• March 13, 2019
  • /
  • Leadership
  • /
  • by

How to Start a Difficult Conversation

I find many of my clients are unsure of how to start a potentially awkward or difficult conversation. For a particularly important or sensitive conversation, I typically recommend investing about 10x the time the conversation will take in your preparation.  After going through that prep, isolating what is most important to get across and what open-ended questions will help generate the dialog you want to have, you are ready to schedule or initiate the conversation.

One best practice to start the conversation effectively  is to allow yourself a 30-second preamble.

A preamble consists of making the implicit explicit by saying out-loud what may seem “unnecessary” to share. In most cases, this is an important part of your message. 

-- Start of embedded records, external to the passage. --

Issue #129, opened 2017-03-07
Replace AWS Batch Managed compute environment with unmanaged environment


CloudNiner:
Goal is to have a drop in replacement, configured via Terraform as ECS stack. Cloud init and docker customizations can happen separately.

PR #137, opened 2017-03-08
Switch to Batch Unmanaged Compute Environment

CloudNiner:
## Overview

Our analysis jobs require large amounts of scratch space for the postgresql data dir. This required switching to unmanaged CE's so that we can mount the ephemeral storage space provided by the `i3` EC2 instance class. 

Remaining TODOs:
- [x] Update deployment/README#aws-batch section with info on setting up unmanaged compute environment
- [x] Figure out how to autoscale this ECS cluster. We should be able to scale on CPU...this may need to be left to a separate task.

## Demo

screen shot 2017-03-08 at 15 25 08

## Notes

Left some comments in the diff for things I'm unsure of how to handle.

The Jenkins build is currently disabled so that merges to develop do not delete the extra ECS stack that was deployed via this branch. Re-enable Jenkins before merging.

#118 is no longer necessary as we're mounting an external docker volume

## Testing

Pull down this branch, start your local Django instance, and then run the following commands:
```

# Option 1, if gtown doesn't exist in your local db already
boundary_file = File(open('/data/gtown_westside.zip'))
gtown = Neighborhood.objects.create(name='gtown-westside', label='Germantown, PA', boundary_file=boundary_file, organization=org, state_abbrev='PA', created_by=user, modified_by=user)
# OR option 2 if it does
gtown = Neighborhood.objects.first()

job.run()
```
Watch the AWS Batch console to ensure the job you started succeeds. The job should run definition `staging-pfb-analysis-run-job:42`.

Connects #118, Connects #129

### DIFF
--- a/deployment/aws-batch/job-definitions/pfb-analysis-run-job.json
+++ b/deployment/aws-batch/job-definitions/pfb-analysis-run-job.json
@@ -5,7 +5,7 @@
     "containerProperties": {
         "image": "{image}",
         "vcpus": 2,
-        "memory": 4096,
+        "memory": 12288,
         "command": [
             "/pfb/scripts/entrypoint.sh"
         ],
@@ -16,7 +16,19 @@
                 "sourcePath": "/media/nvme0n1/pgdata"
             }
         }],
-        "environment": [],
+        "environment": [{
+            "name": "PFB_MAINTENANCE_WORK_MEM",
+            "value": "2048MB"
+        }, {
+            "name": "PFB_SHARED_BUFFERS",
+            "value": "3072MB"
+        }, {
+            "name": "PFB_TEMP_FILE_LIMIT",
+            "value": "104857600"
+        }, {
+            "name": "PFB_WORK_MEM",
+            "value": "1536MB"
+        }],
         "mountPoints": [{
             "sourceVolume": "pgdata",
             "containerPath": "/pgdata",
--- a/deployment/aws-batch/job-definitions/pfb-analysis-run-job.json
+++ b/deployment/aws-batch/job-definitions/pfb-analysis-run-job.json
@@ -4,15 +4,24 @@
     "parameters": {},
     "containerProperties": {
         "image": "{image}",
-        "vcpus": 4,
+        "vcpus": 2,
         "memory": 4096,
         "command": [
             "/pfb/scripts/entrypoint.sh"
         ],
         "jobRoleArn": "",
-        "volumes": [],
+        "volumes": [{
+            "name": "pgdata",
+            "host": {
+                "sourcePath": "/media/nvme0n1/pgdata"
+            }
+        }],
         "environment": [],
-        "mountPoints": [],
+        "mountPoints": [{
+            "sourceVolume": "pgdata",
+            "containerPath": "/pgdata",
+            "readOnly": false
+        }],
         "readonlyRootFilesystem": false,
         "privileged": true,
         "ulimits": [],
--- a/deployment/terraform/batch-container-service.tf
+++ b/deployment/terraform/batch-container-service.tf
@@ -1,0 +1,80 @@
+#
+# Security group resources
+#
+resource "aws_security_group" "batch_container_instance" {
+  vpc_id = "${module.vpc.id}"
+
+  tags {
+    Name        = "sgBatchContainerInstance"
+    Project     = "${var.project}"
+    Environment = "${var.environment}"
+  }
+}
+
+#
+# Autoscaling Resources
+#
+data "template_file" "batch_container_instance_cloud_config" {
+  template = "${file("cloud-config/ecs-batch-user-data.yml")}"
+
+  vars {
+    ecs_cluster_name = "${var.batch_ecs_cluster_name}"
+    environment      = "${var.environment}"
+  }
+}
+
+resource "aws_launch_configuration" "batch_container_instance" {
+  lifecycle {
+    create_before_destroy = true
+  }
+
+  ebs_optimized = true
+  iam_instance_profile = "${aws_iam_instance_profile.container_instance.name}"
+  image_id             = "${var.ecs_instance_ami_id}"
+  instance_type        = "${var.batch_container_instance_type}"
+  key_name             = "${var.aws_key_name}"
+  security_groups      = ["${aws_security_group.container_instance.id}"]
+
+  user_data = "${data.template_file.batch_container_instance_cloud_config.rendered}"
+}
+
+resource "aws_autoscaling_group" "batch_container_instance" {
+  name = "asg${var.environment}BatchContainerInstance"
+
+  launch_configuration      = "${aws_launch_configuration.batch_container_instance.name}"
+  health_check_type         = "EC2"
+  desired_capacity          = "${var.batch_container_instance_asg_desired_capacity}"
+  min_size                  = "${var.batch_container_instance_asg_min_size}"
+  max_size                  = "${var.batch_container_instance_asg_max_size}"
+
+  enabled_metrics = [
+    "GroupMinSize",
+    "GroupMaxSize",
+    "GroupDesiredCapacity",
+    "GroupInServiceInstances",
+    "GroupPendingInstances",
+    "GroupStandbyInstances",
+    "GroupTerminatingInstances",
+    "GroupTotalInstances",
+  ]
+
+  vpc_zone_identifier = ["${module.vpc.private_subnet_ids}"]
+
+  tag {
+    key                 = "Name"
+    value               = "BatchContainerInstance"
+    propagate_at_launch = true
+  }
+
+  tag {
+    key                 = "Project"
+    value               = "${var.project}"
+    propagate_at_launch = true
+  }
+
+  tag {
+    key                 = "Environment"
+    value               = "${var.environment}"
+    propagate_at_launch = true
+  }
+}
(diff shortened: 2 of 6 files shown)


deployment/terraform/batch-container-service.tf
```diff
@@ -0,0 +1,95 @@
...
+    key                 = "Environment"
+    value               = "${var.environment}"
+    propagate_at_launch = true
+  }
+}
+
+#
+# ECS Resources
+#
+resource "aws_ecs_cluster" "batch_container_instance" {
```
CloudNiner: I _think_ we need to define this resource here so that Terraform associates the other resources with this ECS cluster. However, we don't want Terraform to ever do anything to this resource, e.g. it should ignore changes, not delete if theres a diff, not create if it doesn't exist.

Is there another way to handle this? 

The `lifecycle` [meta-parameter](https://www.terraform.io/docs/configuration/resources.html) doesn't seem to quite have what I need.

deployment/terraform/batch-container-service.tf
```diff
@@ -0,0 +1,95 @@
...
+  iam_instance_profile = "${aws_iam_instance_profile.container_instance.name}"
+  image_id             = "${var.ecs_instance_ami_id}"
+  instance_type        = "${var.batch_container_instance_type}"
+  key_name             = "${var.aws_key_name}"
+  # TODO: Use a separate security group for Batch cluster instances?
+  security_groups      = ["${aws_security_group.container_instance.id}"]
+
+  user_data = "${data.template_file.batch_container_instance_cloud_config.rendered}"
+
+  # Not necessary for NVMe SSD instance stores
```
CloudNiner: I can delete this before merging, I just wanted to make it explicit here that this isn't necessary, since AWS automatically maps NVMe SSD ephemeral devices.

deployment/terraform/batch-container-service.tf
```diff
@@ -0,0 +1,95 @@
...
+  }
+}
+
+resource "aws_launch_configuration" "batch_container_instance" {
+  lifecycle {
+    create_before_destroy = true
+  }
+
+  ebs_optimized = true
+  # TODO: Use a separate container instance profile for Batch cluster?
```
CloudNiner: This TODO is probably not worth doing ATM.

deployment/terraform/batch-container-service.tf
```diff
@@ -0,0 +1,95 @@
...
+  iam_instance_profile = "${aws_iam_instance_profile.container_instance.name}"
+  image_id             = "${var.ecs_instance_ami_id}"
+  instance_type        = "${var.batch_container_instance_type}"
+  key_name             = "${var.aws_key_name}"
+  # TODO: Use a separate security group for Batch cluster instances?
```
CloudNiner: This TODO probably is worth doing, but I wanted to get everything working first. If we do decide to just reuse the existing SG, then the SG resource above can be deleted.

CloudNiner:
@KlaasH you might want to take a look at this too

deployment/aws-batch/job-definitions/pfb-analysis-run-job.json
```diff
@@ -4,15 +4,36 @@
...
             "/pfb/scripts/entrypoint.sh"
         ],
         "jobRoleArn": "",
-        "volumes": [],
-        "environment": [],
-        "mountPoints": [],
+        "volumes": [{
+            "name": "pgdata",
+            "host": {
+                "sourcePath": "/media/nvme0n1/pgdata"
```
hectcastro: Did this path get created automatically when you booted the `i3` (RE: `nvme0n1`)?

deployment/terraform/batch-container-service.tf
```diff
@@ -0,0 +1,95 @@
...
+    environment      = "${var.environment}"
+  }
+}
+
+resource "aws_launch_configuration" "batch_container_instance" {
+  lifecycle {
+    create_before_destroy = true
+  }
+
+  ebs_optimized = true
```
hectcastro: I think that this will cause a failure if we ever try to use an instance type that doesn't support EBS optimizations (`t2.*`, etc.).

deployment/terraform/batch-container-service.tf
hectcastro: I created https://github.com/azavea/pfb-network-connectivity/issues/147 so you can drop the TODO.

deployment/terraform/batch-container-service.tf
hectcastro: I do think we'll want different ones, especially if one is gonna be for batch and the other for web (this one will likely contain less rules).

deployment/terraform/batch-container-service.tf
hectcastro: Interesting. This sometimes happens when there is only one ephemeral storage device available. Makes sense to drop if the default path doesn't cause any problems.

deployment/terraform/batch-container-service.tf
hectcastro: Do you know why we wouldn't want Terraform to just create it and then associate it with Batch later?

If there is a reason why we can't, I think we can try to use the `aws_ecs_cluster` data source to get relevant attributes (provided that the ones we need are supported): https://www.terraform.io/docs/providers/aws/d/ecs_cluster.html

deployment/terraform/cloud-config/ecs-batch-user-data.yml
```diff
@@ -0,0 +1,78 @@
+#cloud-config
+
+packages:
+    - awslogs
+
+fs_setup:
```
hectcastro: Above when you mention that the block device mapping isn't needed, is also true that we can omit this stuff too?

deployment/terraform/batch-container-service.tf
CloudNiner: When you create an 'unmanaged' batch compute environment, the ECS cluster associated with that gets created automatically, with the name you specify, plus some unique id. For example if I create an unmanaged compute environment in the AWS console with the name `staging-pfb-analysis-unmanaged-compute-environment`, AWS automatically creates the ECS cluster with the name `staging-pfb-analysis-unmanaged-compute-environment_Batch_575a710c-fa1c-3e0c-8182-13d0509059cc`. 

I don't see a way to associate an existing ECS cluster with an unmanaged compute environment or Batch job queue.

CloudNiner: For the data source. That would definitely work better, assuming the aws_ecs_cluster data source can be linked properly to the aws_launch_configuration. I don't see how that happens in the current implementation...maybe it happens in some auto-magic way, or I'm just missing the reference that links them.

deployment/terraform/batch-container-service.tf
CloudNiner: Ok. I just added #148 to address this separately as well.

deployment/terraform/cloud-config/ecs-batch-user-data.yml
CloudNiner: From http://docs.aws.amazon.com/AWSEC2/latest/UserGuide/block-device-mapping-concepts.html:

[NVMe instance store volumes] These volumes are mapped automatically as /dev/nvme[0-7]n1. You do not need to specify the NVMe volumes supported by an instance type in a block device mapping.

All this does is make the block device visible to the OS, e.g. via `fdisk`. You still need to mount it yourself, which is the purpose of the additions in the cloud-config file.

deployment/terraform/batch-container-service.tf
hectcastro: Ah, the connection is made via the `cloud-config` YAML: https://github.com/azavea/pfb-network-connectivity/blob/feature/awf/aws-batch-unmanaged/deployment/terraform/cloud-config/ecs-batch-user-data.yml#L21-L25

You just need the name passed into that template as `ecs_cluster_name`.

deployment/aws-batch/job-definitions/pfb-analysis-run-job.json
CloudNiner: See other comment about how nvme SSDs get mounted in AWS.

A preamble may include statements such as:

  • I have put a lot of thought into this. I am hoping for your sign-off to move forward.
  •  I am not sure how eloquent I will be, so please bear with me. I want to make sure I can be clear, even if it takes me a little longer than I want it to. If you can feedback to me what you are hearing that will help me know if I have gotten my point across.  
  •  Your success on this team is important to me. I have identified a potential area of development for you and I want to talk to you about it.  If we both agree this is an important area of improvement I would like to work with you on a strategies you want to try and be available for ongoing support.
  •  I know I’m new to the team and I don’t understand how things have been done in the past nearly as well as someone like you who has been here longer. I’m trying to find the right balance of accelerating forward momentum and respecting status quo.  Can I count on your support in helping me do that during this conversation?
  • I have a new idea that I am excited about and I want to share it with you to hear what blind-spots I may have.

Taking less than a minute to share this context can serve as a pressure release valve for your mental and emotional systems, freeing up attention and energy to be more present and effective through the rest of the conversation. It also creates alignment and shared understanding.

To create an effective AND short preamble you may want to use one or more of these questions:

  • What is most important to this person?  How does that fit into this conversation?
  • What is important to me?
  • What do I hope this audience will understand as a result of this conversation?
  • How am I feeling about this?
  • What do I want out of this conversation?